Number of false-fail and false-pass results
As shown in the previous metrics, analyzing test failures can take some time. It is even more frustrating when it turns out to be a false alarm. This is the case when the problem is in the TAS or test case, but not in the SUT. It is important that the number of false alarms (and the potential wasted effort) be kept
is kept low. False alarms can reduce confidence in the TAS. Conversely, false-pass results can be more dangerous. When a false pass occurs, there was an error in the SUT but it was not detected by test automation, so a pass result was reported. In this case, a potential error may go undetected. This may be because verification of the result was not performed properly, an invalid test oracle was used, or the test case expected an incorrect result.

Note that false positives can be caused by errors in the test code (see Automation Code Defect Density metric), but can also be caused by an unstable SUT behaving in an unpredictable manner (e.g., timing out). Test Hooks can also cause false alarms due to the level of intervention they cause.

Code Coverage
Knowing the code coverage of the SUT by the various test cases can provide useful information. This can also be measured at a high level, such as the code coverage of the regression test suite. There is no absolute percentage that indicates adequate coverage, and 100% code coverage is possible only for the simplest software applications.
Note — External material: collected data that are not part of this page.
Issue #4820, opened 2026-07-26
docs(security): write the incident-response runbook /dpa Annex II already claims exists


msywulak:
> *This was generated by AI during triage.*

Split out of #1928 Track 4 — the one item in that compliance program that costs nothing and is delegable today.

## Problem

`/dpa` Annex II asserts **"documented incident-response runbook"** as a present-tense Technical and Organizational Measure. No such document exists. `apps/docs/content/docs/security/` contains passkeys, row-level-security, security-headers, sql-validation, and two-factor-auth — nothing on incident response. The only `*incident*` match in the tree is a UI banner component.

This matters more than a typical docs gap because of where the claim sits. Every other unsupported item in that same Annex II sentence is deliberately hedged — "formal certification **on the roadmap**", "ISO 27001-**aligned** ISMS", "security program **aligned with** SOC 2 Type II controls", "A third-party penetration-testing program is **on the public roadmap**". The 2026-04-26 public-page audit (finding H9) softened four claims to exactly that shape. The incident-response runbook was not among the four and is still stated flatly, in a legal instrument, with no hedge.

So the options are to hedge it or to make it true. Making it true is cheap.

## The binding constraint the runbook must satisfy

`/dpa` §"Personal Data Breach" commits Atlas to notifying Customer **without undue delay and in any event within 48 hours** of becoming aware of a breach affecting Customer Data, with the information Art. 33(3) GDPR requires, plus ongoing updates as facts develop. That 48-hour clock is tighter than GDPR's own 72 and is the runbook's organizing deadline — every phase needs to fit inside it.

## Approach

Draft the runbook **grounded in mechanisms that already exist**, not in aspirational process. The detection and containment sections should describe what the system actually does today:

- `/api/health` component model — which components degrade vs 503, and the backups tripwire's cadence-window semantics
- SaaS boot guards as a fail-closed class, and what a guard failure looks like operationally
- Audit logging of administrative operations (what is captured, what is not)
- Regional isolation — three residency regions where the process is the region, and what that means for blast radius and for which regions a given incident touches
- Internal-DB scheduled backups + the verification path, as the recovery mechanism
- The status page and the in-app incident banner component as the customer-communication surfaces
- Credential rotation paths for the encrypted integration-credential store

[...]

PR #4466, opened 2026-07-10
fix(www): correct audit-found drift on pricing, legal, and landing copy

msywulak:
## Summary

`/www-audit` sweep (4 parallel agents, ~96 checks across Parts A–J). Zero CRITICAL findings; this PR fixes every repo-fixable finding:

**HIGH**
- **Pricing default-model drift** — `/pricing` said "Sonnet 4.6" for Pro/Business; `plans.ts` ships `anthropic/claude-sonnet-5`. Page now says "Sonnet 5" (card ×2 + comparison row).
- **Privacy region-selection understatement** — privacy policy said regions are Customer-selectable "on the Business plan"; the billing SSOT (`feature-entitlement.ts` residency floor = `trial`) grants it to every paid tier, and `/pricing` + docs already say so. Privacy now matches.

**MEDIUM**
- **Terms "write mode"** — ToS described a grantable write mode that doesn't exist (SQL validation is SELECT-only; sessions are read-only). Parenthetical removed; now consistent with `/security`.
- **Landing deploy card** — the "from $39" Cloud card listed Business-only features (SSO · SAML · SCIM, audit export) and Pro+ support; checklist now tier-accurate ("SSO · SCIM · audit on Business"). Also removed the hardcoded always-green "live status" dot (static decoration implying health) and softened the unverifiable "Weekly updates" to "Managed updates".
- **DPA subscribe card** — claimed "We email account admins automatically", but the sub-processor publisher is feed+webhook only. Copy now matches delivery (email list on request, feed, signed webhook). "RSS" button relabeled "Feed" (it serves Atom).
- **Sub-processor Annex I completeness** — Vercel's purpose only covered the AI Gateway; on SaaS, Vercel Sandbox also executes agent explore/Python workloads (`deploy/api/atlas.config.ts` pins `["vercel-sandbox"]`). Purpose broadened; `changed_at` bumped to 2026-07-10 so the change feed + webhooks announce the clarification.

**LOW**
- Comparison table: "stdio + SSE" → "stdio + Streamable HTTP" (canonical MCP transport description).
- Three quick-start links now point at `/self-hosted/getting-started/quick-start` directly instead of riding the Caddy 308.
- Legal stamps: `lastUpdated` set to 2026-07-10 for privacy/terms/dpa (also fixes terms `lastUpdated` predating its `effective` date). Versions intentionally not bumped — these are errata, not policy changes; bump if you consider any of them a formal revision.

[...]

Issue #1928, opened 2026-04-27
Compliance program: SOC 2 Type II + ISO 27001 + annual third-party pen test + IR drills


msywulak:
## Context

Surfaced by the 2026-04-26 public-page audit (`.claude/research/public-page-audit-2026-04-26/report.md`, finding **H9**).

The legal pages originally asserted four claims that have no evidence in the codebase or operational history:

1. **SOC 2 Type II** "reported annually" / "current SOC 2 Type II report"
2. **ISO 27001** certificate (vs. ISMS-aligned)
3. **Annual third-party penetration testing**
4. **Quarterly incident-response drills**

The same audit pass softened the prose on `/dpa` Annex II and `/privacy` §9 to "aligned with SOC 2 Type II controls / ISO 27001-aligned ISMS / on the roadmap." That's defensible for now — but procurement-grade enterprise sales will require at least two of the four to actually exist. This issue tracks the work to make each claim true so the prose can be strengthened back.

### Track 1 — SOC 2 Type II
- [ ] Pick an auditor (Drata / Vanta / Secureframe → audit firm; common picks: Insight Assurance, Prescient Assurance, AssuranceLab)
- [ ] Choose Trust Services Criteria scope (at minimum Security; consider Availability + Confidentiality)
- [ ] 6-month observation window (Type II requires controls *operating effectively over time*; a Type I report is faster but enterprise procurement usually wants Type II)
- [ ] Once issued: enable on-request distribution under NDA; revert /dpa §7 + /privacy §9 + /dpa Annex II prose to the stronger claim

### Track 2 — ISO 27001 certification
- [ ] Build the ISMS scope statement
- [ ] Stage 1 + Stage 2 audits (typically 12-18 months from kickoff for a startup)
- [ ] Optional — ISO 27017 / 27018 add-ons for cloud + privacy
- [ ] Once issued: revert /dpa Annex II prose to "ISO 27001-certified ISMS"

### Track 3 — Annual third-party penetration testing
- [ ] Pick a vendor (Cobalt, NCC Group, Bishop Fox, Trail of Bits — choice depends on budget + targeted depth)
- [ ] Scope: web app (app.useatlas.dev), API (api.useatlas.dev + regional endpoints), agent loop SQL-injection surfaces, plugin sandbox isolation
- [ ] Annual cadence; remediation tracked in this repo as `area: security` issues
[...]

Issue #1922, opened 2026-04-27
Pre-signed DPA-v2.4-pre-signed.pdf — host static under apps/www/public/dpa/


msywulak:
**Context**

PR #1921 (1.3.0 Bucket 8 /dpa redesign) shipped a \"Request countersigned PDF\" CTA on /dpa that opens \`mailto:legal@useatlas.dev\` with a pre-filled subject. The intended end-state is a static, pre-signed PDF hosted directly on the marketing site so procurement teams can self-serve.

**Acceptance**

- [ ] Legal counsel reviews + countersigns the DPA-v2.4 contents currently on /dpa.
- [ ] Drop the resulting PDF at \`apps/www/public/dpa/DPA-v2.4-pre-signed.pdf\`.
- [ ] Update \`apps/www/src/app/dpa/page.tsx\` pre-signed card: change CTA from \`mailto:\` to direct \`<a href=\"/dpa/DPA-v2.4-pre-signed.pdf\" download>Download PDF</a>\`.
- [ ] Verify the PDF metadata (\"countersigned by Atlas\", \"valid through 2027-01-15\", page count) matches the card copy on /dpa.
- [ ] If counterparty edits land in the PDF that differ from the on-page text, sync the on-page text first so the rendered HTML and the downloadable PDF say the same things.

**Scope notes**

- Don't ship a draft PDF as \"pre-signed\" — wait for actual sign-off.
- The expiry date in the on-page meta line (currently 2027-01-15) tracks the SCC reference date; refresh together if either changes.

msywulak:
Heads-up from the `/www-audit` pass (#2896): `apps/www/src/app/dpa/page.tsx` has since moved to **v2.5** (effective 2026-05-02) — it now names `DPA-v2.5-pre-signed.pdf` (`:191`), not the v2.4 filename in this issue's title. No file exists under `apps/www/public/dpa/` yet, and the "Request countersigned PDF" CTA is a `mailto:legal@useatlas.dev` (request-by-email) rather than a hard link, so there's **no broken link** today — this issue is still the right tracker for actually hosting the static signed PDF. Suggest updating the title/scope to `DPA-v2.5-pre-signed.pdf` when picked up.

msywulak:
[...]

PR #4821, opened 2026-07-26
fix(www): remove unsupported security claims from /dpa + /privacy

msywulak:
## What

Audited every technical and organizational measure asserted on `/dpa` Annex II and `/privacy` §9 against the codebase, and corrected the ones that were never true.

## The four overclaims

| Claim | Evidence it was false |
|---|---|
| `secure SDLC with mandatory code review` | `gh api .../branches/main/protection` → `required_pull_request_reviews: null`, `enforce_admins: false`. CLAUDE.md: *"Required reviews are intentionally off — solo dev + parallel-claude workflow."* |
| `automated vulnerability scanning of container images and dependencies` | Dependencies ✅ — Dependabot security updates enabled, CodeQL default setup configured. **Container images ✗** — no Trivy/Grype/Snyk in any workflow. |
| `ISO 27001-aligned ISMS` | No ISMS exists. #1928 Track 2 still lists *"Build the ISMS scope statement"* as an open to-do. |
| `documented incident-response runbook` | No such file. `apps/docs/content/docs/security/` has five pages, none of them incident response. Tracked as #4820. |

**The pattern worth noting:** the 2026-04-26 public-page audit (finding H9) softened four claims to *"on the roadmap"* / *"aligned with"*. Every claim it touched stayed honest; every claim it missed stayed flatly asserted. In `/dpa` Annex II these four sat unhedged in a list of otherwise-hedged neighbours — the unhedged item in a hedged list is the tell.

Rather than delete them, each moves into an explicit **"on the public roadmap and are not represented as in place today"** clause, so a procurement reviewer sees the posture instead of a silent gap.

## Also removed

`least-privilege IAM` and `segregated production access` — operational claims about the cloud setup that can't be verified from the repo. Maintainer confirmed removal.

## Added — real controls that were previously unclaimed

Static application security testing on every change · secret scanning with push protection · fail-closed startup guards · audit-log retention with data-subject erasure tooling (`admin-action-retention.ts` implements GDPR/CCPA right-to-erasure with a `dsr_request` origination path and blast-radius preview).

2FA corrected: **TOTP or passkey**, scoped to the roles the gate actually enforces (`admin`, `owner`, `platform_admin`) on managed-mode sessions.

## The most substantive change isn't a removal

Annex II now discloses the **sandbox execution carve-out** — US `iad1` tool execution for all regions, because the sandbox sub-processor exposes no region primitive. #4223 required this on *every* residency-promise surface. The DPA is one, and carried it nowhere. That gap predates this PR.

Read-only is also now stated accurately: SELECT-only validation applies to every generated query, but **session-level** read-only enforcement is PostgreSQL, MySQL, and ClickHouse only — the first draft of this PR overstated it as universal.

## Pre-signed PDF

`/dpa` asserted *"DPA-v2.5-pre-signed.pdf · Countersigned by Atlas · valid through 2027-05-02 · available on request"*. **No such PDF exists** — not in the repo, not offline (confirmed with the maintainer). The hero's *"Pre-signed for standard deals"* said the same thing.

The card now says the page text is the agreement and a countersigned PDF is produced on request, which is what actually happens. #1922 still tracks hosting a static signed copy if that's wanted later.

## Stamps

`lastUpdated` → 2026-07-26 on both pages; versions held at v2.5 / v3.2, matching the #4466 errata precedent. **No countersigned DPA has ever been issued, so no counterparty has relied on the prior Annex II text** — this corrects a public misstatement rather than amending an executed agreement.

## Review notes

- ⚠️ **This is a legal instrument — counsel should review before merge.** This PR verified claims against *code*; it does not assess them against GDPR Art. 28/32.
- `www` deploys direct-from-main, so merging publishes immediately. Launch week is Jul 27–31 — the maintainer has asked to merge after.
- `tsgo --noEmit` clean. Lint warnings in the run are pre-existing `packages/api` test warnings (the permanent `warn` set per ADR-0031), untouched by this change.

Refs #1928, #4820, #1922, #4223


msywulak:
## Second pass — the remaining public surfaces

Audited `/terms`, `/aup`, `/sub-processors`, `/security`, and the `.well-known` files. Two more fixes pushed; most of it came back clean.

### `/terms` — fixed

| Claim | Reality |
|---|---|
| `configurable PII detection on result sets`, listed among measures Atlas implements generally | Masking is entitlement-gated: `FEATURE_ENTITLEMENTS.masking = "business"`. A Starter or Pro customer does not get it. Now scoped to **(Business plan)** and renamed to *PII masking*, which is what the code calls it. |
| `least-privilege access` | Same unverifiable operational class removed from `/dpa` and `/privacy` in the first pass. Dropped for consistency. |

### `/terms` — verified accurate, unchanged

TLS 1.2+/AES-256 · logged admin operations · **data residency on all paid plans** (`plans.ts` records the entitlement floor as `trial`, i.e. every active paid tier — the claim is exactly right) · 14-day trial (`TRIAL_DAYS`) · business-email-only signup (`lib/auth/business-email.ts`).

The **7-layer validation enumeration** is precisely correct. `/terms` lists *empty check, regex guard, AST parse, table whitelist, RLS injection, auto-LIMIT, statement timeout*; the canonical pipeline is `0. Empty check → 1. Regex mutation guard → 2. AST shape guards → 3. Table whitelist`, then at execution `RLS injection → Auto LIMIT → Statement timeout`. Seven, in order, no drift.

### Clean — no changes

- **`/aup`** — no unbacked factual claims. Conspicuously honest in the right places: *"Atlas does not pre-screen Customer Data"*, *"Atlas does not currently operate a paid bug-bounty program."* The 5-business-day research response and 30-day change notice are forward commitments, not assertions of present fact.
- **`/security`** — "seven-layer" matches; the network-denied microVM claim matches the SaaS `deny-all` sandbox pin; read-only is already correctly scoped to PostgreSQL/MySQL/ClickHouse at the session level.
- **`/sub-processors`** — all nine entries map to real usage. Bedrock, Ollama, and openai-compatible are correctly **absent**: they're self-host provider options, and the DPA governs Atlas Cloud only, where `ATLAS_PROVIDER` is immutable.
- **`.well-known`** — `security.txt` present and unexpired (2027-04-26), with Canonical/Policy/Encryption set. The PGP fingerprint cited on `/privacy` (`B00E 2A64 …92C7`) **matches the actual key byte for byte**, and the key is valid to 2028-05-01.

### One open question for counsel — not a factual error

`/terms` and `/dpa` state **different deletion timelines**:

- **`/terms` §Term & Termination** — data available for export 30 days → deleted from production within 30 days → from backups within 90 days
- **`/dpa` §Return & Deletion** — return or delete within 90 days → backups within an *additional* 90 days

Both are satisfiable (actual `ATLAS_BACKUP_RETENTION_DAYS` default is 30), and `/dpa` §1 says the DPA controls on conflict — so this isn't a breach risk. But procurement reviewers read these side by side, and the difference invites a question. Worth picking one set of numbers deliberately rather than leaving it to the conflict clause.

Also worth a deliberate decision: **Slack is not in the sub-processor list.** Defensible — the customer enables the integration into their own workspace, so Slack is arguably their processor, not Atlas's. But it's a judgment call that should be made on purpose, not by omission.

msywulak:
## Third pass — Slack added, deletion timelines unified on the DPA

### Slack → Annex I

The Atlas Slack app posts answers and query results into the Customer's workspace and receives questions from it, with per-workspace bot tokens stored encrypted. That is sub-processing, and it was disclosed nowhere.

**Region** is stated as *"Customer's own Slack workspace — data location determined by Customer's agreement with Slack"* rather than "United States". Slack's data location follows the Customer's own Slack plan (Enterprise Grid offers EU residency), so asserting a region Atlas doesn't control would be a new overclaim of exactly the kind this PR exists to remove.

**`changed_at` is today**, so the Atom feed's `<updated>` advances and anyone subscribed to sub-processor notices is alerted. Worth being precise about what this is: a **disclosure of an existing relationship, not a new engagement** — it does not start the DPA's 30-day objection clock against a newly-added vendor.

⚠️ **One field I inferred: `since: "2026-01"`.** The repo's git history was squash-seeded on 2026-04-25, so the true date Slack became live on Atlas Cloud isn't recoverable from it. I matched the founding-vendor cohort because the Slack adapter predates the seed. **If you know the actual month, correct it** — a `since` date in a legal annex is a factual claim, and guessing at one is the specific failure mode this whole PR is about.

### `/privacy` reconciled

`/privacy` §"Who we share with" enumerates sub-processors *by category* — cloud infrastructure, uptime monitoring, payments, bot mitigation, CRM. Chat delivery wasn't among them, so adding Slack to Annex I alone would have left the two documents disagreeing. Category added in both the legal text and the plain-English summary.

### Deletion timelines unified

| Document | Before | Now |
|---|---|---|
| `/dpa` | return or delete within 90 days; backups an additional 90 | unchanged — this is the canon |
| `/terms` | production deletion within 30 days; backups within 90 | **matches the DPA**, and says so |
| `/privacy` | "encrypted backups: up to 90 days" (rolling-window framing) | **matches the DPA's additional-90 framing** |

The 30-day export window in `/terms` is retained — the DPA doesn't mention it, and it's a commitment in the Customer's favour.

All three now state the same numbers, so a procurement reviewer diffing them finds agreement instead of a conflict clause.

`tsgo` clean; sub-processor JSON parses to 10 entries.

msywulak:

**Slack `since` corrected to `2026-03`** — maintainer-confirmed. The inferred `2026-01` is gone; that was the one guessed field flagged in the previous comment, so Annex I now contains no inferred values.

The entry also moved after OpenStatus to keep the list chronological by `since` (2026-03 sits between the 2026-01 founding cohort and the 2026-06 additions). `changed_at` stays `2026-07-26`, so the Atom feed still advances and the disclosure still notifies.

However, there is general agreement that higher coverage is better because it reduces the overall risk of software deployment. This metric can also indicate activity in the SUT. For example, if code coverage drops, it most likely means that functionality has been added to the SUT, but no corresponding test case has been added to the automated test suite.

Metrics for script development
There are many metrics that can be used to monitor automation script development. Most of these metrics are similar to the SUT source code metrics. Lines of Code (LOC) and cyclomatic complexity can be used to highlight overly large or complex scripts (indicating that a redesign may be needed).

The ratio of comments to executable statements can be used to give an indication of the amount of script documentation and commenting. The number of violations of scripting standards can be used to give an indication of the extent to which these standards are being met.

Error density of automation code
Automation code is no different from SUT code in that it is software and will contain errors.
Automation code should not be considered less important than SUT code. Good coding practices and standards should be applied and the result monitored by metrics such as code error density.
These can be more easily captured with the support of a configuration management system.

Speed and efficiency of TAS components
Differences in the time required to perform the same test steps in the same environment may indicate a problem in the SUT. If the SUT does not perform the same functionality in the same amount of time, an investigation is required. This may indicate a variation in the system that is unacceptable and could worsen as the load increases. If performance is a critical requirement for the SUT, the TAS must be designed to account for this.

Trend Metrics
For many of these metrics, the trends (i.e., the way the metrics change over time) may be more valuable than the value of a metric at a particular point in time. For example, knowing that the average maintenance cost per automated test that requires maintenance is higher than it was in the last two releases of the SUT, action can be taken to identify the cause of the increase and take steps to reverse the trend.

Measurement costs should be as low as possible, and this can often be achieved by automating collection and reporting.